▶ Supplied information
PR #9, opened 2020-07-10
[minecraft] - Remove deprecated storageclass annotation

billimek:
Using annotations for storageclass names was [deprecated in kubernetes
1.6](https://kubernetes.io/docs/concepts/storage/dynamic-provisioning/#using-dynamic-provisioning) and causes issues with some backup/restore scenarios when still present.

This should still operate properly without the old-style annotation approach.

### DIFF
--- a/charts/minecraft/Chart.yaml
+++ b/charts/minecraft/Chart.yaml
@@ -1,6 +1,6 @@
 apiVersion: v1
 name: minecraft
-version: 2.0.2
+version: 2.0.3
 appVersion: 1.14.4
 home: https://minecraft.net/
 description: Minecraft server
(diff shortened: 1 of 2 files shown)


billimek:
@itzg I wonder if we should roll-back this change.  It's apparently a breaking change with existing Minecraft installations because the PVC annotation field is immutable, so the helm upgrade fails.

Thew way I see it, the only way forward is to either:

* treat this as a breaking change (which requires a removal and deletion of the chart followed by a fresh installation), or
* we roll-back this change and live with the deprecated annotation in the PVC

Any thoughts?

itzg:
Yeah, I didn't think about that impact either. It does seem like we should roll-back for now and think if there's some creative path to redo it.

▶ Task prompt
Exactly the lines from the one containing "This should still" through the end of the listing should be reproduced, both ends included and nothing more.

▶ Completed exercise
This should still operate properly without the old-style annotation approach.

### DIFF
--- a/charts/minecraft/Chart.yaml
+++ b/charts/minecraft/Chart.yaml
@@ -1,6 +1,6 @@
 apiVersion: v1
 name: minecraft
-version: 2.0.2
+version: 2.0.3
 appVersion: 1.14.4
 home: https://minecraft.net/
 description: Minecraft server
(diff shortened: 1 of 2 files shown)


billimek:
@itzg I wonder if we should roll-back this change.  It's apparently a breaking change with existing Minecraft installations because the PVC annotation field is immutable, so the helm upgrade fails.

Thew way I see it, the only way forward is to either:

* treat this as a breaking change (which requires a removal and deletion of the chart followed by a fresh installation), or
* we roll-back this change and live with the deprecated annotation in the PVC

Any thoughts?

itzg:
Yeah, I didn't think about that impact either. It does seem like we should roll-back for now and think if there's some creative path to redo it.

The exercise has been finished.